### [DATA]
-*-

PR #53, opened 2019-08-03
Created navbar and basic style improvements

cmei4444:
Created a navbar to move between pages. Also moved sign/in user buttons to navbar.

Changed font and image sizing app-wide.

### DIFF
--- a/pageserve/static/style.css
+++ b/pageserve/static/style.css
@@ -5,7 +5,7 @@
 }
 
 /* Style the links inside the navigation bar */
-.topnav a {
+.topnav .navtab {
   float: left;
   color: #f2f2f2;
   text-align: center;
@@ -15,18 +15,34 @@
 }
 
 /* Change the color of links on hover */
-.topnav a:hover {
+.topnav .navbtn:hover {
   background-color: #ddd;
   color: black;
 }
 
 /* Add a color to the active/current link */
-.topnav a.active {
+.topnav .navbtn.active {
   background-color: #4CAF50;
   color: white;
+}
+
+#user_nav {
+  float: right;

-*-

### [WORK INSTRUCTION]
Each line above that contains the word "hover" should be returned.

### [YOUR SOLUTION]
 /* Change the color of links on hover */
-.topnav a:hover {
+.topnav .navbtn:hover {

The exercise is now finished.